For both use-cases, however, the XL is a nice choice if you have a business to build up on webservices like small hosting or mail hosting or you think you will have lots of active users. It's very hard to spend all the resources this size offers, especially if your setup is correctly done.


----------



## drmike (Apr 3, 2016)

So first post here is a thinly veiled ad dressed up as a hypothetical estimator of needs?


Not the best way to start here.


----------



## michyprima (Apr 3, 2016)

drmike said:


> So first post here is a thinly veiled ad dressed up as a hypothetical estimator of needs?
> 
> 
> Not the best way to start here.



While I may see your point, I don't think I actually did something so bad as you picture it. There still is a considerable amount of informations in the first post; someone starting from the ground obviously has no idea how much resources needs a daemon or another and the estimator I wrote is obviously valid for every provider out there.


----------



## drmike (Apr 3, 2016)

The advertorial is a mess. Ignoring language issues, there are references to *S*, *M, L* but these remain undefined variables in your programming.

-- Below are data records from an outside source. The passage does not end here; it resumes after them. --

PR #663, opened 2023-01-09
30.0.50; [PATCH] Use field properties in Eshell buffers

dickmao:


dickmao:
This was prompted by a small annoyance I noticed in Eshell. When 
entering a command in an Eshell buffer, "C-a" takes you to the beginning 
of your input, but the Home key takes you all the way to the beginning 
of the line (so that the point is located within the the actual prompt 
text).

After digging through the Eshell code, I realized that this was because 
Eshell binds C-a to 'eshell-bol', but doesn't do the same for Home. The 
easiest way to fix this would be to add a binging for Home. However, 
when comparing this code to that of 'M-x shell', I noticed that the 
latter uses field properties to delimit parts of the shell buffer so 
that things Just Work. I think that's a more-robust way of doing things, 
and it would be nice to make Eshell do the same.

Attached are some patches to do this. Aside from the user-facing change 
that the Home key works like C-a now, this also means that users don't 
have to set 'eshell-prompt-regexp' anymore (unless they want to use 
paragraph navigation, that is). In fact, maybe it would be better to map 
M-{ and M-} to 'eshell-prompt-(previous|next)'. That would have the same 
effect as '(backward|forward)-paragraph' (I think), but it would be more 
robust.

Any thoughts here?

dickmao:
> Date: Sun, 8 Jan 2023 15:34:03 -0800
> 
> Attached are some patches to do this. Aside from the user-facing change 
> that the Home key works like C-a now, this also means that users don't 
> have to set 'eshell-prompt-regexp' anymore (unless they want to use 
> paragraph navigation, that is). In fact, maybe it would be better to map 
> M-{ and M-} to 'eshell-prompt-(previous|next)'. That would have the same 
> effect as '(backward|forward)-paragraph' (I think), but it would be more 
> robust.
> 
> Any thoughts here?

The only thought I have is "what if anyone _does_ like Home to do what
it does now?"  So this change should have a NEWS ebtry about the
incompatible changes, and a recipe for how to get back the old
behavior for those who want it.

Thanks.

dickmao:
On 1/9/2023 4:09 AM, Eli Zaretskii wrote:
> The only thought I have is "what if anyone _does_ like Home to do what
> it does now?"  So this change should have a NEWS ebtry about the
> incompatible changes, and a recipe for how to get back the old
> behavior for those who want it.

Thanks, that makes sense. I've added a NEWS entry to the first part (see 
attached). The recipe seems like it's on the edge of what would be 
reasonable for users to paste into their configs though. I don't have a 
strong opinion here, but if you think the recipe is too long, maybe we 
could add the 'move-beginning-of-line-ignoring-fields' function to 
simple.el. It might possibly be useful for some small number of people 
who want to selectively disable field text motion.

dickmao:
> Date: Mon, 9 Jan 2023 09:52:53 -0800
> Cc: 60666@debbugs.gnu.org
> 
> On 1/9/2023 4:09 AM, Eli Zaretskii wrote:
> > The only thought I have is "what if anyone _does_ like Home to do what
> > it does now?"  So this change should have a NEWS ebtry about the
> > incompatible changes, and a recipe for how to get back the old
> > behavior for those who want it.
> 
> Thanks, that makes sense. I've added a NEWS entry to the first part (see 
> attached). The recipe seems like it's on the edge of what would be 
> reasonable for users to paste into their configs though. I don't have a 
> strong opinion here, but if you think the recipe is too long, maybe we 
> could add the 'move-beginning-of-line-ignoring-fields' function to 
> simple.el. It might possibly be useful for some small number of people 
> who want to selectively disable field text motion.

I don't think I understand why keeping eshell-bol and telling people
to bind <HOME> to that function if they want wouldn't be a much more
reasonable solution.  I'm probably missing something.

Adding a function that is used in just two places doesn't sound TRT to
me.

> S will be more than enough because nginx, with those resources, can easily serve hundreds of people simultaneously



Telling someone or inferring that package S will suffice to serve hundreds of 'people' at the same time is suicide.  If we sustain say 150 users and burst to 200+ during whole of day we get:


150 requests second x 60 seconds = 9,000 requests a minute  x 60 minutes = 540,000 requests an hour  x 24 hours = 12,960,000 requests per day


Doable?  Sure.  Wise, not in the least bit.  

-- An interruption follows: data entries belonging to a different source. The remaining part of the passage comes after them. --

PR #666, opened 2023-01-11
30.0.50; [PATCH] Using Tramp to sudo in Eshell doesn't change prompt sigil

dickmao:


dickmao:
X-Debbugs-Cc: michael.albinus@gmx.de

Starting with "sudo emacs -Q -f eshell", notice that the prompt looks like:

   /home/user #

Now start "emacs -Q -f eshell":

   ~ $ cd /sudo::
   /sudo:root@huginn:~ $

Notice that the prompt sigil is still "$" instead of "#". I think it 
would be better to indicate that you have a root shell by using "#" here.

Attached is a patch to do this. It adds a new function, 
'user-uid-for-file', which is aware of file name handlers. Then, Tramp 
adds the appropriate handler. Now, Eshell can use that function and we 
get the prompt sigil we expect.

dickmao:

> X-Debbugs-Cc: michael.albinus@gmx.de
>
> Starting with "sudo emacs -Q -f eshell", notice that the prompt looks like:
>
>   /home/user #
>
> Now start "emacs -Q -f eshell":
>
>   ~ $ cd /sudo::
>   /sudo:root@huginn:~ $
>
> Notice that the prompt sigil is still "$" instead of "#". I think it would be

Remember there is overhead and piling on connections.  Not everyone is moving data at full wire speed errorless.  No mention of the data size either.  Serving a million small elements has problems, serving 500k in size images has others and both require optimization.  One size shoes fit hardly anyone.


If you are going to claim things like this, then model it and post actual test results and means to replicate it.  That said I was pushing far more than that 2 decades on very lowly hardware and on less mature server software, but it wasn't virtualized. Doing yourself a disservice and customers who believe such FUD.

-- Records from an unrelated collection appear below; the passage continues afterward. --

PR #667, opened 2023-01-12
[PATCH] Allow describing commands when using :bind in use-package

dickmao:


dickmao:
Hello,

I would like to be able to provide descriptions of commands in key 
bindings when using `:bind' in use-package declarations. The `bind-key' 
macro from use-package, which `:bind' entries expand to, already 
supports that; this patch contains a suggestion on how to extend that 
support to `:bind'.

Here is an example usage:

     (use-package avy
       :bind ("C-:" ("Jump to char" . avy-goto-char)
              "M-g f" ("Jump to line" . avy-goto-line)))

Best regards,
Joel

dickmao:
severity 60749 wishlist
quit

PR #668, opened 2023-01-12
[PATCH] Remove deprecated RLS server from list of eglot servers

dickmao:


dickmao:
Hello,

I'm suggesting removing RLS from the server list in eglot, as it is
currently not maintained anymore by the Rust developers.
The github was archived: https://github.com/rust-lang/rls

All this effort to push a 1 euro a month VPS?


Linux



1 Core
Intel Xeon E5 v3



1 GB
RAM


20 GB
SSD Storage


2 TB/month
transfer



powered


1,00 €/month


What would be more compelling, and interesting here with our audience is talking about your virtualization choice, locations, certifications, etc.  We are a more mature and knowledgeable readership here.


Also, can the rest of us not buy from Aruba?  Sounds like it:



> All SMART Cloud solutions can be activated in the following Countries: United Kingdom, Germany, Italy, France and Czech Republic



^^^ Strange way of saying you offer services in those countries - as in you have servers in those countries.


----------



## drmike (Apr 3, 2016)

... and while I prefer Nginx, the whole idea that Apache is so bloated on RAM usage vs. Nginx is a bit outdated.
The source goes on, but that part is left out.